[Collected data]
* * * * *

Issue #1254, opened 2026-06-29
Self-hosting prerequisite: decompose compiler monoliths and enforce a line-count ratchet


jmcte:
## Problem / intent

The self-hosting source-layout issues — #930 plus children #936, #937, #938, #939, #940, titled "self-hosted package graph," "self-hosted HIR…package," "command and LSP package split," etc. — are all **closed**. But what shipped is the *boundary contract* layer: JSON snapshot fixtures under `stage1/compiler-contracts/` and `scripts/ci/check-*-boundary.py` validators. The actual source is **still 3 crates** (`axiomc`, `axiomc-backend-cranelift`, `axiom-lsp`), with **~91% of compiler source in 7 monolith files**:

```
cranelift_backend.rs  24,403 lines
hir.rs                16,886
lib.rs                14,934   (also contains the entire test module)
project.rs            10,520
main.rs               10,290
...
```

`compiler.hir` is not a package — `hir.rs` is a 16.9K-line file inside the `axiomc` crate. The closed "self-hosted X" titles overstate progress to anyone not reading the ledger's "Do not infer self-hosting completion" caveat.

This matters concretely: self-hosting requires porting the compiler **package by package** (per `docs/axiom-compiler-source-layout.md`), and you cannot cleanly port `compiler.hir` while `hir.rs` is entangled with a 14.9K-line `lib.rs` that also holds every test. The decomposition is the critical path for self-hosting, yet `docs/compiler-source-decomposition-plan.md` is **advisory only** (`make stage1-compiler-source-monoliths` reports a trend, it does not gate), and no open issue owns the actual source split.

This was also surfaced in a recent local review as the reason a default-backend change silently broke ~25 tests buried in the `lib.rs` test monolith.

Related: #930 + #936–#940 (boundary contracts), #565/#721 (self-hosting), #1204 (duplicated logic), #1205 (refactor umbrella). See `docs/compiler-source-decomposition-plan.md`.

## Acceptance criteria

- **Enforce the ratchet**: convert the advisory monolith report into a gate. `make stage1-compiler-source-monoliths` (or a new `-gate` target wired into a blocking lane) fails if the top-file line share or any tracked file's line count rises above a **declining** ceiling recorded in `docs/compiler-source-decomposition-plan.md`.
[...]

Issue #1204, opened 2026-06-22
Maintainability: consolidate duplicated logic (path validator, Cranelift lowerings, test-discovery)


jmcte:
## Summary

Duplicated logic that must be kept in lockstep — drift hazards, one in security-relevant path validation. All behavior-preserving to consolidate. From an adversarially-verified review of `main` (2026-06-21); review-only.

## Findings (each verified against source)

- [ ] **Duplicated safe-path-segment validator** (security-relevant). `safe_registry_path_segment` (~1308-1317) and `safe_registry_lookup_segment` (~1319-1328) are byte-identical except the diagnostic category string (`"publish"` vs `"registry"`). Extract `safe_segment(category, kind, value)`; both call sites pass the category. One source of truth for the path-safety rule. — [registry.rs:1308](stage1/crates/axiomc/src/registry.rs)
- [ ] **Three near-identical `*_call_let_stmts` lowerings** (Option/Result/Enum) share a byte-identical tag+payload slot-allocation tail differing only in key-builder names. Extract a shared tail taking `payload_slots` + the key-builder fns. *(Verifier note: do NOT try to also merge `lower_i64_aggregate_call_assign_stmts` — it reads existing locals rather than allocating, a different operation.)* — [cranelift_backend.rs:5528](stage1/crates/axiomc/src/cranelift_backend.rs)
- [ ] **Three near-identical env/fs_read/net option-call let lowerings** duplicate the payload+tag `Select` construction, differing only in the length-expr computation; the dispatcher (~3583-3633) repeats the same `Type::Option` destructure three times. Extract a shared emitter; match `Type::Option` once and try the three len-extractors in sequence (they gate on disjoint call names). — [cranelift_backend.rs:5145](stage1/crates/axiomc/src/cranelift_backend.rs)
- [ ] **Near-duplicate compile-fail synthesis between `test --list` and `test`.** Both independently derive the compile-fail `case_name`/`entry` and apply the same filter (list ~718-728 vs run ~808-818) — if they drift, `--list` and `test` disagree about which compile-fail cases exist. Extract a shared identity+filter helper. — [project.rs](stage1/crates/axiomc/src/project.rs)
- [ ] **Duplicated workspace-only-manifest error block** between `analyze_package_for_capability_sbom` (~1398-1410) and `analyze_package_with_macro_limit` (~1451-1463) — same drift risk across two analyze paths. — [project.rs](stage1/crates/axiomc/src/project.rs)
[...]

Issue #1202, opened 2026-06-22
Perf: avoidable clone-then-discard allocations in HIR lowering and pipeline


jmcte:
## Summary

A cluster of clone-then-discard / clone-instead-of-move allocations, almost all one-to-few-line behavior-preserving fixes. From an adversarially-verified review of `main` (2026-06-21); review-only.

## Findings (each verified against source)

- [ ] **`monomorphize` deep-clones 12 program AST fields that could be moved.** Building the `syntax::Program` for `monomorphize_aggregates` (~2849-2867) clones `path/imports/macros/.../structs/enums/traits` while only `functions`/`stmts` are rebuilt; `program` is owned and unused afterward. Fix: `syntax::Program { functions: lowered_functions, stmts, ..program }`. — [hir.rs:2849](stage1/crates/axiomc/src/hir.rs)
- [ ] **`infer_generic_call_type_args` clones the full program then overwrites `functions`+`stmts`** (~1205-1214) — the two largest fields are cloned and immediately discarded. Fix: build the struct cloning only the kept fields (same idiom as above). — [hir.rs:1205](stage1/crates/axiomc/src/hir.rs)
- [ ] **`type_assignable_to` fallback clones a `Type` only to compare and drop it.** `_ => unify_types(actual, expected).is_some_and(|ty| ty == *expected)` (~506); since Never/Error are handled earlier (~466), this is exactly `actual == expected`, allocation-free. (Verifier traced all reachable `unify_types` arms — equivalent.) Do **not** change `unify_types` itself (used elsewhere). — [hir.rs:506](stage1/crates/axiomc/src/hir.rs)
- [ ] **21 `HashSet<String>` clones to satisfy a closure borrow** (~856-876) — cloned out of `static_bindings` only so the `helper_functions` filter closure can `.contains(...)`; all accesses are shared borrows and can coexist, so borrow instead of clone. — [cranelift_backend.rs:856](stage1/crates/axiomc/src/cranelift_backend.rs)
- [ ] **Whole `Manifest` cloned per workspace package** where a borrow suffices — `list_project_tests_with_options` (~713) and `run_project_tests_with_options` (~803). — [project.rs](stage1/crates/axiomc/src/project.rs)
[...]

PR #1387, opened 2026-07-08
perf: move instead of clone in infer_generic_call_type_args (#1202)

daedalus-omt:
## Slice

Implements one review-gated, behavior-preserving finding from axiomlang#1202:
**"`infer_generic_call_type_args` clones the full program then overwrites `functions`+`stmts`"**.

### Change
`infer_generic_call_type_args` rebuilt `syntax::Program` by cloning all 12 metadata fields (`path`/`imports`/`macros`/`macro_expansions`/`axioms`/`semantic_capabilities`/`evidence`/`consts`/`type_aliases`/`structs`/`enums`/`traits`) and only recomputing `functions`/`stmts`. It now takes the program **by value** and rebuilds with struct-update syntax (`..program`), so the unchanged fields are **moved, not cloned**.

- `fn infer_generic_call_type_args(program: syntax::Program, ...)`
- `Ok(syntax::Program { functions, stmts, ..program })`
- Single private caller `monomorphize_program` now passes `program.clone()` once (net 12 clones → 1).

### Why safe
- Behavior-preserving: identical output, only allocation strategy changes (the exact fix the issue prescribes).
- Localized: `infer_generic_call_type_args` has exactly one caller (verified) and is a private `fn`, so the signature change ripples nowhere else.
- `monomorphize_program` already used the `..program` idiom for its own tail, confirming the pattern is the intended one.

### Scope guard
Does not touch `unify_types`, codegen, or any other #1202 finding. Out of scope: #1204 (its clone/duplication slices are already merged into `main`), and the stale #1254/#1386 docs work.

Refs axiomlang#1202.

### DIFF
--- a/stage1/crates/axiomc/src/hir/generics.rs
+++ b/stage1/crates/axiomc/src/hir/generics.rs
@@ -15,7 +15,7 @@ struct GenericInstantiation {
 const MAX_GENERIC_INSTANTIATION_EXPANSIONS: usize = 256;
 
 fn infer_generic_call_type_args(
-    program: &syntax::Program,
+    program: syntax::Program,
     generic_functions: &HashMap<String, syntax::Function>,
 ) -> Result<syntax::Program, Diagnostic> {
     let functions = program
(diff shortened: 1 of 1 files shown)


athena-omt (approved):
Behavior-preserving perf change for #1202: infer_generic_call_type_args now takes syntax::Program by value and uses ..program struct-update instead of 12 field .clone()s. The caller clones once before the call (program.clone()), so the original program remains available downstream — no semantic change, only fewer allocations.

Verified: CI Gate green, branch fresh (mergeable_state blocked only by missing review), auto-merge already enabled (squash). Approving as code owner (@OMT-Global/omt-codeowners) to unblock the queued auto-merge.

PR #1412, opened 2026-07-09
Remove duplicate Cranelift aggregate call arms

daedalus-omt:
## Summary
- remove duplicated adjacent Enum/Result call-let match arms in the Cranelift aggregate return lowering path
- keep the existing surviving arms and helper calls unchanged

## Validation
- `cargo check -p axiomc` with `CARGO_TARGET_DIR=/tmp/axiomlang-daedalus-1204-check-target`
- `cargo test -p axiomc cranelift --lib` with `CARGO_TARGET_DIR=/tmp/axiomlang-daedalus-1204-target` (35 passed, 1 ignored)

Refs #1204

### DIFF
--- a/stage1/crates/axiomc/src/cranelift_backend.rs
+++ b/stage1/crates/axiomc/src/cranelift_backend.rs
@@ -2159,30 +2159,6 @@ fn lower_i64_aggregate_return_body(
             Stmt::Let {
                 name,
                 ty: Type::Enum(enum_name),
-                expr:
-                    Expr::Call {
-                        name: call_name,
-                        args,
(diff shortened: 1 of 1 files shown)


athena-omt (approved):
Reviewed the duplicate-arm cleanup in the Cranelift aggregate-return lowering path. The removed enum/result call-let arms are exact adjacent duplicates, and the remaining arms preserve the same guards and helper calls.\n\nValidation: CARGO_TARGET_DIR=/tmp/axiomlang-athena-1412-check cargo check -p axiomc from stage1.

* * * * *

(Description of the task) Once you find the line with "Does not touch" in the entries above, output it and each line after it up to and including the line with "Verified: CI Gate", and nothing else.

(Solution for this exercise)
Does not touch `unify_types`, codegen, or any other #1202 finding. Out of scope: #1204 (its clone/duplication slices are already merged into `main`), and the stale #1254/#1386 docs work.

Refs axiomlang#1202.

### DIFF
--- a/stage1/crates/axiomc/src/hir/generics.rs
+++ b/stage1/crates/axiomc/src/hir/generics.rs
@@ -15,7 +15,7 @@ struct GenericInstantiation {
 const MAX_GENERIC_INSTANTIATION_EXPANSIONS: usize = 256;
 
 fn infer_generic_call_type_args(
-    program: &syntax::Program,
+    program: syntax::Program,
     generic_functions: &HashMap<String, syntax::Function>,
 ) -> Result<syntax::Program, Diagnostic> {
     let functions = program
(diff shortened: 1 of 1 files shown)


athena-omt (approved):
Behavior-preserving perf change for #1202: infer_generic_call_type_args now takes syntax::Program by value and uses ..program struct-update instead of 12 field .clone()s. The caller clones once before the call (program.clone()), so the original program remains available downstream — no semantic change, only fewer allocations.

Verified: CI Gate green, branch fresh (mergeable_state blocked only by missing review), auto-merge already enabled (squash). Approving as code owner (@OMT-Global/omt-codeowners) to unblock the queued auto-merge.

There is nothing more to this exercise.